┌────────

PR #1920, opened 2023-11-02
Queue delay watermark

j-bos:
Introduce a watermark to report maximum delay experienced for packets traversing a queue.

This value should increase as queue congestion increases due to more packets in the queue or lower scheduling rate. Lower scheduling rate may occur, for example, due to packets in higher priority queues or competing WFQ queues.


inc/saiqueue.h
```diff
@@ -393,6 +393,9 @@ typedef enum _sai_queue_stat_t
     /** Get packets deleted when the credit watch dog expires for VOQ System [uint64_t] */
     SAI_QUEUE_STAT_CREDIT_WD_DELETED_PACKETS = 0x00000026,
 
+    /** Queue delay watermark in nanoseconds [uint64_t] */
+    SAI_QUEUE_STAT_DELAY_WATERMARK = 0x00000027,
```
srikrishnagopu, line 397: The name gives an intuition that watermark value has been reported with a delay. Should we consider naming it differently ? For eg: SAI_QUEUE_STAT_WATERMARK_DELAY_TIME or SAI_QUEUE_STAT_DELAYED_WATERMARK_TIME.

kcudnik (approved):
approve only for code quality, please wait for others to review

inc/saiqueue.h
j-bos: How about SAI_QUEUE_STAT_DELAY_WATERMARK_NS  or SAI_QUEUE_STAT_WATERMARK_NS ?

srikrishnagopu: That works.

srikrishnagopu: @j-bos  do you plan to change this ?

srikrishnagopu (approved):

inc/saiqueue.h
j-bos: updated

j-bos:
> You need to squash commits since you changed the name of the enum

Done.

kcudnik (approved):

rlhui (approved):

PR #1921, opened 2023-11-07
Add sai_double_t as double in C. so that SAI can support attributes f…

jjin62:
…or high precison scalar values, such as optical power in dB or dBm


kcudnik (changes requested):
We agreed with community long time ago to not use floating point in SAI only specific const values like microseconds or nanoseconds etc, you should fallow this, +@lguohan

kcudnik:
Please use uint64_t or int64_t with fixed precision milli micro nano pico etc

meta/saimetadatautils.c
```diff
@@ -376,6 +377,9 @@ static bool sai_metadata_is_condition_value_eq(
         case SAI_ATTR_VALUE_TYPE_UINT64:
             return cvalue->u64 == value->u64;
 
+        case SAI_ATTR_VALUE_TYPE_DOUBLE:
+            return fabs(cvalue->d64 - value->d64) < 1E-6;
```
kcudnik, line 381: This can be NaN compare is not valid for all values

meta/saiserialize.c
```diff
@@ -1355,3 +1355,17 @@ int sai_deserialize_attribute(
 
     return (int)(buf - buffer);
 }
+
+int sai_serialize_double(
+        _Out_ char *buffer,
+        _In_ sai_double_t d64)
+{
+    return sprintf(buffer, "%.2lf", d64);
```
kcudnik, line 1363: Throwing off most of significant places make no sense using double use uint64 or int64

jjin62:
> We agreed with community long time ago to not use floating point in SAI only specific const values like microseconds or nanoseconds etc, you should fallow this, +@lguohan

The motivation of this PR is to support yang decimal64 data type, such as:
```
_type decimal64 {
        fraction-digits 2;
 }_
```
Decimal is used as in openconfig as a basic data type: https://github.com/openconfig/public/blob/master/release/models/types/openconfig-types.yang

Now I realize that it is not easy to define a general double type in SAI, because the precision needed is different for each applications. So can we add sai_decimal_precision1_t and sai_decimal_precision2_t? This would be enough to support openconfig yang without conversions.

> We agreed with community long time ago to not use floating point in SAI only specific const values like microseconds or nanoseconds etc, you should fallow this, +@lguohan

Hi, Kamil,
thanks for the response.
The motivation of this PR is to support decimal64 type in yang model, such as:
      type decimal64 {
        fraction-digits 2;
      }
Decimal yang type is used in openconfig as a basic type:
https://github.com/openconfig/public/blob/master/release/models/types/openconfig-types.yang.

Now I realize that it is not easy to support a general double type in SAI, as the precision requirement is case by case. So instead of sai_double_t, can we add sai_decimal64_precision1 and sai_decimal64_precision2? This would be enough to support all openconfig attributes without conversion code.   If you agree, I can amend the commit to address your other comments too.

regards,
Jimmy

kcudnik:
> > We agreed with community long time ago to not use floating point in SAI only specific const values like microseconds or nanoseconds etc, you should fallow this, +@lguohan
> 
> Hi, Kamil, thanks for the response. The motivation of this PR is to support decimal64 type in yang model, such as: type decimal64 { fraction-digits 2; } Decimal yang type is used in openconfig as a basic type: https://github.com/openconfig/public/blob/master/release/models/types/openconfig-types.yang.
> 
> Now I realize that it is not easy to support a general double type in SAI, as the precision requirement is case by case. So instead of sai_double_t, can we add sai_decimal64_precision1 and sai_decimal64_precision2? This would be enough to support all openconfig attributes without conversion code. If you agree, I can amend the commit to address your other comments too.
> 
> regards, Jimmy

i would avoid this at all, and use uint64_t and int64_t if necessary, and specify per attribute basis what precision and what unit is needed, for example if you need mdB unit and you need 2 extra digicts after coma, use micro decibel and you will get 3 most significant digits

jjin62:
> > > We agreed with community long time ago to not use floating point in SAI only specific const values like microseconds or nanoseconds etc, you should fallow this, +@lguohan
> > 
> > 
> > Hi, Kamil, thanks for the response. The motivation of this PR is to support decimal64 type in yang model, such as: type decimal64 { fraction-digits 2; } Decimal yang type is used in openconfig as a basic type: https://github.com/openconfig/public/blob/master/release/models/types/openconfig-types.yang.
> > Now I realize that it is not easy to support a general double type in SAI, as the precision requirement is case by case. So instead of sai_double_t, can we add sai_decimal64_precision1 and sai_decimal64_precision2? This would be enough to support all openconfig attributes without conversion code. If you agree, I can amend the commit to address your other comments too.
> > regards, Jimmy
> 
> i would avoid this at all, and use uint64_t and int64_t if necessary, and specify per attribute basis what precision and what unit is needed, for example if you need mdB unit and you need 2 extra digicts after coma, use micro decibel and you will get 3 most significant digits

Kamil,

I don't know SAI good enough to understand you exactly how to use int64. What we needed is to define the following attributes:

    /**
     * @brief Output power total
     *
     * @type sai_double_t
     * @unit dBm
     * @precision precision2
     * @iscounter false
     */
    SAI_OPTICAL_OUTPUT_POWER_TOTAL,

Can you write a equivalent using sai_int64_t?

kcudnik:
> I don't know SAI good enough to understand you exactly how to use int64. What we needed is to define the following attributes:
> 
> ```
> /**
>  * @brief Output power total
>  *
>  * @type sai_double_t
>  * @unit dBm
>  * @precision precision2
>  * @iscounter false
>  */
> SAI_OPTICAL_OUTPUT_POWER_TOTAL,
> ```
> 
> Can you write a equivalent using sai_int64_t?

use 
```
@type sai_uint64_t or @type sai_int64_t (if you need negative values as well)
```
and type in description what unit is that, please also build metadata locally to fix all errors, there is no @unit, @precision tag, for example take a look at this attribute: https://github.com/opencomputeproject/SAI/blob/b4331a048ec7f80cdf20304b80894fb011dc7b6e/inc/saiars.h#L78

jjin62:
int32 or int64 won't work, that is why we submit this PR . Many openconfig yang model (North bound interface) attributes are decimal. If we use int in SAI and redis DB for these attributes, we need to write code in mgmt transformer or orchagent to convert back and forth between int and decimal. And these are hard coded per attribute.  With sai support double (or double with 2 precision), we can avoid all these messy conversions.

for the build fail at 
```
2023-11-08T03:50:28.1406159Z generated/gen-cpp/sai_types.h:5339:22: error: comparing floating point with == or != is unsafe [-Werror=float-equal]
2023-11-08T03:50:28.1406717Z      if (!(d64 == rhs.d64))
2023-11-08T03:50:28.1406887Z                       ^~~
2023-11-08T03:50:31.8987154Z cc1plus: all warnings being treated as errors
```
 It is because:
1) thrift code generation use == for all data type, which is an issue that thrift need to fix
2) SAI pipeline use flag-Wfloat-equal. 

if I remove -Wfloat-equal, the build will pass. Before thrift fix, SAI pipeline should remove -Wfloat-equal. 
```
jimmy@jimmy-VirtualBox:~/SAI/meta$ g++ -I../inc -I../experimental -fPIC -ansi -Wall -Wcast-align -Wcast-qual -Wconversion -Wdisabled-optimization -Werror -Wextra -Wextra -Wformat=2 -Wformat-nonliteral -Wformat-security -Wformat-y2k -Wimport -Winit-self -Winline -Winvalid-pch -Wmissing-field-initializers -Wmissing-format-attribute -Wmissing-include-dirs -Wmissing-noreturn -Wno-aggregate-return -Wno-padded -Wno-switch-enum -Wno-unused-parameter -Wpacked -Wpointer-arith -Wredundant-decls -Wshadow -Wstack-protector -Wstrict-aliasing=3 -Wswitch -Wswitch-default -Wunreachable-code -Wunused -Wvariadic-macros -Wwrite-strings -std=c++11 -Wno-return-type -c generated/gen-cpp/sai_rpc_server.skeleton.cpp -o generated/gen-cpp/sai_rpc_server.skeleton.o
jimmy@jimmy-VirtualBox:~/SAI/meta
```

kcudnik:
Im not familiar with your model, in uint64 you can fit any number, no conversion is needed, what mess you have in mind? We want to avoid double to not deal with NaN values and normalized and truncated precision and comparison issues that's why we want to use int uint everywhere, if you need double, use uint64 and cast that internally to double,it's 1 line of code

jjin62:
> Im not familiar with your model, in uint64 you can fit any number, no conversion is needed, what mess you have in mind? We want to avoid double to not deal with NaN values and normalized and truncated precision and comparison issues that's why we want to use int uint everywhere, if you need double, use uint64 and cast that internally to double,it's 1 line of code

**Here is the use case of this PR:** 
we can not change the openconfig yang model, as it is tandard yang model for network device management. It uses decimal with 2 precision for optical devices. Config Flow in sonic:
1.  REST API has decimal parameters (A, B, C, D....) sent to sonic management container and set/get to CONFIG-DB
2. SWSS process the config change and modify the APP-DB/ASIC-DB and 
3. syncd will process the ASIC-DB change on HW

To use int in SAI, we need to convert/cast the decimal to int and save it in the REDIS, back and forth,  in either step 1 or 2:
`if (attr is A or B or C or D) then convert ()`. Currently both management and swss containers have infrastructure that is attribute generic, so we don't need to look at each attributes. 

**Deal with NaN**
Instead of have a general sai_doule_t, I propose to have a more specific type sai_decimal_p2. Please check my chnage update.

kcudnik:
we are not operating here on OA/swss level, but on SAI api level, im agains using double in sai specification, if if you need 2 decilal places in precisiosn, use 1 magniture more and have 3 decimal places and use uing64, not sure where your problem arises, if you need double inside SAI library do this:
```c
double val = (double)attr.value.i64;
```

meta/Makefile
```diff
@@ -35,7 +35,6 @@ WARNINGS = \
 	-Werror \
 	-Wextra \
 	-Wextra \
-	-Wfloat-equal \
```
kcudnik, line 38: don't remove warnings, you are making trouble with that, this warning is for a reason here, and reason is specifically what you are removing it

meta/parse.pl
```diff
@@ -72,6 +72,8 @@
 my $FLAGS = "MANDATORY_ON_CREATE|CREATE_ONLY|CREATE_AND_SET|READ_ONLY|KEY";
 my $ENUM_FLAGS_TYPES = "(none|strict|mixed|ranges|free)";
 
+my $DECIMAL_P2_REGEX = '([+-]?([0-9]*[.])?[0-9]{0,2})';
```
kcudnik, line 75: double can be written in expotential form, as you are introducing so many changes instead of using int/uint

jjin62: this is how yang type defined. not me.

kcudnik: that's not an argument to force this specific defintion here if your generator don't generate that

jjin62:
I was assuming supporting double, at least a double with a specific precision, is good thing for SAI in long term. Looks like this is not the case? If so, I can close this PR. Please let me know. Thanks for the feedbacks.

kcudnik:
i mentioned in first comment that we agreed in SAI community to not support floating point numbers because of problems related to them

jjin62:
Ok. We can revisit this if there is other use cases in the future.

└────────

WHAT TO PRODUCE — Count the lines holding the word "more" in this material. Reply with the number and nothing else.

SOLUTION TO THIS PROBLEM — 3